Step 1: Create custom A or CNAME records

You will need to create five A or CNAME records for the server machine where you will be deploying Cryptlex. For this tutorial we will choose the following five sub-domains:

cryptlex-api.mycompany.com for the Web API Server

cryptlex-admin-portal.mycompany.com for the Admin Portal

cryptlex-customer-portal.mycompany.com for the Customer Portal

cryptlex-reseller-portal.mycompany.com for the Reseller Portal

cryptlex-releases.mycompany.com for the Release Server

Now to create the records:

  • Go to your DNS provider’s website (e.g. GoDaddy or Cloudflare).

  • Create A or CNAME records for the above custom domains.

  • Point all of them to the same IP address or hostname of your server.

Step 2: Clone the cryptlex-on-premise repository

Next, you need to login into your Linux server machine and clone the cryptlex-on-premise repository inside any folder and execute the following commands:

git clone https://github.com/cryptlex/cryptlex-on-premise
cd cryptlex-on-premise
chmod 0600 acme.json

The acme.json will store the SSL certificates, which will be generated for the above three sub-domains.

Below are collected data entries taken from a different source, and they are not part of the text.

PR #3126, opened 2022-02-12
Added Python version of Zhou04_create_v2.f in eam_database

Bibobu:
**Summary**

In recent mail discussion, it was suggested Python translation of EAM input datafiles generator would be useful, given the old Fortran style of the original programs. Here is a Python translation of the NIST revised version corrected by Lucal Hale.

**Related Issue(s)**

None.

**Author(s)**

Original code: X. W. Zhou, xzhou@sandia.gov$                                  
Updated by: Lucas Hale lucas.hale@nist.gov$                            
Python version by: Germain Clavier g.m.g.c.clavier@tue.nl

**Licensing**

**Backward Compatibility**

No Lammps backward compatibility issue is to be expected. The generated input files are quasi exact match of the one obtained through the Fortran code. The exception being the format (engineer format is a bit tricky to get in Python and not interesting for 16th digits precision difference). Comparison has been done for Ta/Cu and W/Co couples and gave exact same energy and pressure.

**Implementation Notes**

A Python translation of the file EAM_code has been done in eamDatabase.py. The numpy library is needed to execute the code. An implementation without numpy dependence could be done if this represents a restriction.

**Post Submission Checklist**

### DIFF
--- a/tools/eam_database/test/in.lmp
+++ b/tools/eam_database/test/in.lmp
@@ -9,15 +9,15 @@ pair_coeff * * @FORTRANFILE@ @ELEM1@ @ELEM2@
 
 variable etot equal etotal
 variable press equal press
-thermo_style custom pe etotal press 
+thermo_style custom pe etotal press
 
-run 0
+run 0 post no
 
 variable efor equal ${etot}
 variable pfor equal ${press}
 thermo_style custom pe etotal v_efor press v_pfor
 
-run 0
+run 0 post no
 
 pair_coeff * * @PYTHONFILE@ @ELEM1@ @ELEM2@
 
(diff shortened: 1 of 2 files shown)


athomps:
The LAMMPS energy test is a good one.  This should really be done for all element pairs, to check that eamDatabase.py is faithful to original for all elements.

akohlmey (commented):
@Bibobu Sorry, but this is not how we add tests that can run with the automated testing and it is not sufficiently portable either. I will implement something later, when I am finished with some other cleanup/fixup work on a different pull request.

Bibobu:
@akohlmey No problem. As the documentation relative to the tools test part only contains info relative to the LAMMPS shell I was clearly unsure on how to proceed.

If it is useful, you can still use the shell loop and the test system I provided. It was essentially to confirm the match of both file as I got a flat zero relative difference for the pressure and energy computation of each pair.

athomps (approved):
I approve.

athomps:
> I got a flat zero relative difference for the pressure and energy computation of each pair.
@Bibobu Good.  That guarantees correctness.

akohlmey:
> @akohlmey No problem. As the documentation relative to the tools test part only contains info relative to the LAMMPS shell I was clearly unsure on how to proceed.

Yeah, testing is working progress in many places.

> If it is useful, you can still use the shell loop and the test system I provided. It was essentially to confirm the match of both file as I got a flat zero relative difference for the pressure and energy computation of each pair.

I tried to implement what I had in mind (run the create_eam.py script and the executable from a test script and then import the LAMMPS python interface to run the inputs and extract the results) and got to a point, where it was clear that I would get it to work, but also that it would be too much work (at least with my currently rather limited time) for the gain.
Thus I committed the changes to the create_eam.py script and made a few tweaks to the other scripts and deleted unwanted files. Since you **have** validated that everything works and this is not something that is modified a lot, it should be good enough to leave the test folder in there and rerun the tests when more elements are added.

Some point in the future, when the fortran code won't compile, it will just be the python code and then the test will be redundant.

PR #3127, opened 2022-02-12
Update compiling OpenCL loader lib

akohlmey:
**Summary**

This updates the CMake script code to build the OpenCL ICD loader library to be compatible with multi-config builds (like MSBuild from Visual Studio) and embed the build into the CMake hierarchy of LAMMPS' build process.
This also updates the version of the loader sources to the latest release (3.0.10).
To avoid undesired installation of the OpenCL library and headers due to embedding of the CMake scripting, an option was added to the loader that allows to skip installation (similar to what googletest uses).

A few minor inconsistencies in the function prototypes and issues pointed out by compiler warnings in the GPU library were addressed as well.

**Author(s)**

Axel Kohlmeyer, Temple U

**Licensing**

**Backward Compatibility**

No known issues

**Post Submission Checklist**

### DIFF
--- a/cmake/Modules/OpenCLLoader.cmake
+++ b/cmake/Modules/OpenCLLoader.cmake
@@ -1,6 +1,6 @@
 message(STATUS "Downloading and building OpenCL loader library")
-set(OPENCL_LOADER_URL "${LAMMPS_THIRDPARTY_URL}/opencl-loader-2021.09.18.tar.gz" CACHE STRING "URL for OpenCL loader tarball")
-set(OPENCL_LOADER_MD5 "3b3882627964bd02e5c3b02065daac3c" CACHE STRING "MD5 checksum of OpenCL loader tarball")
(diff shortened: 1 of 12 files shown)


ndtrung81 (approved):
thank you @akohlmey

junghans:
> Is there a public git repository where that tarball is generated from? I understand this is based on https://github.com/KhronosGroup/OpenCL-ICD-Loader, but with modifications.

Yeah, I would like to know that, too. a.) for copyright reason, but also because b.) Fedora would actually prefer to unbundle this.

akohlmey:
> Yeah, I would like to know that, too. a.) for copyright reason, but also because b.) Fedora would actually prefer to unbundle this.

No need to use this code, just set `-D USE_STATIC_OPENCL_LOADER=off` as documented here and use the system provided loader: https://docs.lammps.org/Build_extras.html#gpu

PR #3142, opened 2022-02-19
SNAP bik flag

charlessievers:
**Summary**

Added in flag for snap compute to provide per atom bispectrum descriptors instead of summed bispectrum descriptors.

**Author(s)**

Charlie Sievers - Sandia National Labs - charliesievers@cox.net

**Licensing**

**Implementation Notes**

Tested file examples/snap/in.snap.compute and produced the same output.

**Post Submission Checklist**


athomps (changes requested):
This looks nice and clean.   The only problem is that the treatment of the last column (reference potential) is not clearly defined in the code or in the documentation.  I suggest making a clear choice e.g. 1) `snap all[irow][lastcol] = 0;` for all b_ik rows 2) same, but with reference energy in first b_ik row 3) Put per-atom reference energy in every b_ik row.  Whatever choice is made should be explicitly documented.

doc/src/compute_sna_atom.rst
```diff
@@ -296,6 +299,14 @@ This option is typically used in conjunction with the *chem* keyword,
 and LAMMPS will generate a warning if both *chem* and *bnormflag*
 are not both set or not both unset.
 
+The keyword *bikflag* determines whether or not to expand the bispectrum
+rows of the global array returned by compute snap. If *bikflag* is set
+to *1* then the bispectrum row, which is typically the per-atom bispectrum
+descriptors :math:`B_{i,k}` summed over all atoms *i* to produce
+:math:`B_k`, becomes bispectrum rows equal to the number of atoms. Thus,
+the resulting bispectrum rows are :math:`B_{i,k}` instead of just
+:math:`B_k`.
```
athomps, line 308: Add "In this case, the entries in the final column for these rows are set to zero."

athomps (approved):
Still need to describe final column in documentation.

doc/src/compute_sna_atom.rst
charlessievers: Done

akohlmey: @athomps @charlessievers as a reminder. If you both consider this to be reading for merging, you need to assign the PR to me.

Step 3: Update the Postgres version

In the docker-compose.yml file change the value of services.database.image property to the current stable version of Postgres. For example, if the latest version is 14.5 then set the value to postgres:14.5-alpine. Once the version is set, it cannot be updated later without migrating the database to a newer major version.

Step 4: Update the environment variables

The cryptlex-on-premise folder contains the following four files with environment variables that need to be updated with the correct values.

Update .env file

The .env file contains the following environment variables which you may need to update:

Environment Variables

Description

POSTGRES_DB

Name of the database.

POSTGRES_USER

Username of the database user.

POSTGRES_PASSWORD

The password of the database user.

EMAIL

Email required for SSL certificate notifications.

WEB_API_DOMAIN

The domain of the web API server. In this case: cryptlex-api.mycompany.com

ADMIN_PORTAL_DOMAIN

The domain of the Admin Portal. In this case: cryptlex-admin-portal.mycompany.com

RESELLER_PORTAL_DOMAIN

The domain of the Reseller Portal. In this case: cryptlex-reseller-portal.mycompany.com

CUSTOMER_PORTAL_DOMAIN

The domain of the Customer Portal. In this case: cryptlex-customer-portal.mycompany.com

RELEASE_SERVER_DOMAIN

The domain of the release server. In this case: cryptlex-releases.mycompany.com

FILE_STORE_ACCESS_KEY

Access key for the file store.

FILE_STORE_SECRET_KEY

The secret key for the file store.

GOOGLE_CLIENT_ID

This is needed in case you want to enable Google SSO.

TRAEFIK_BASIC_AUTH

Update webapi.env file

The webapi.env file contains the following environment variables which you must update:

Environment Variables

Description

RSA_PASSPHRASE

Use any random string, this is used to encrypt the private keys stored in the database.

APPLICATION_LICENSE_KEY

The license key which you get after you purchase the license for the Cryptlex On-Premise server.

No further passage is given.